How can we know anything from our texts?

J.C. Baker left a very good question in the comments of the previous post:
I am glad to see this discussion on the historical validity of Acts. I am working toward a dissertation in Acts and cannot simply dismiss that there is some historical value in Luke's narrative. Granted, my minor is theological hermeneutics so i am constantly asking, "how do we know anything is of historical value?"
This is THE question, isn't it? It is a question that we must keep before us every minute as we work through our texts. Skepticism must be second nature. But a working skepticism doesn't mean that we ditch the text as unable to yield any historical information. For me it means that we start with the assumption that the text is not directly relating history - that is, as it is written, it is not telling us how history actually happened. It is a narrative of memory and theology. As skeptics, we begin from the position that the narrative must prove its history to us.

So the real quest is the one of historical hermeneutics, trying to recover elements that are older than the narrative itself, elements that might point us to an earlier time - to an earlier history and an earlier theology. Since communal memory functions to continually update the older traditions to keep them fresh and relevant, we can recover older memories and perhaps even sources by observing how the present author reworks the materials to his liking.

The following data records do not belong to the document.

PR #3526, opened 2023-10-25
[VL] Iterator's and its payloads' lifecycle improvements

zhztheplayer:
One of the purpose of the patch is to close plan iterators (so Velox's task gets stopped) before stopping shuffle writer. 

Will do some cleanups against code.

Changes listed as following:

Whatever he is reworking, is received tradition that he wishes to revise. This I call for lack of a better term, identification of authorial revision of received tradition. So this is my first step in historical reading.

My second step is reading against the grain, trying to read the narrative against its intended purpose, to see if this reveals anything of merit. Part of this process is identifying anything in the narrative that doesn't support the agenda of the author, anything that conflicts with the narrative's flow or the author's stated theology, anything that doesn't fit the author's contemporary story.

Third, I try to identify the bigger story that the author assumes its audience knows but which we might not know. Other contemporary texts help here because they may contain elements of this bigger picture. Mainly, it amounts to sitting down and mapping the elements in the narrative that are introduced but never explained. Then trying to understand these elements based on our knowledge of other texts from antiquity.

Fourth, I use other contemporary texts as points of comparison. In the case of Acts, we are so lucky to have Paul's letters (and James - yes, I think that James is an early letter from the Jerusalem church). These letters give us comparison points to evaluate what is going on in Acts.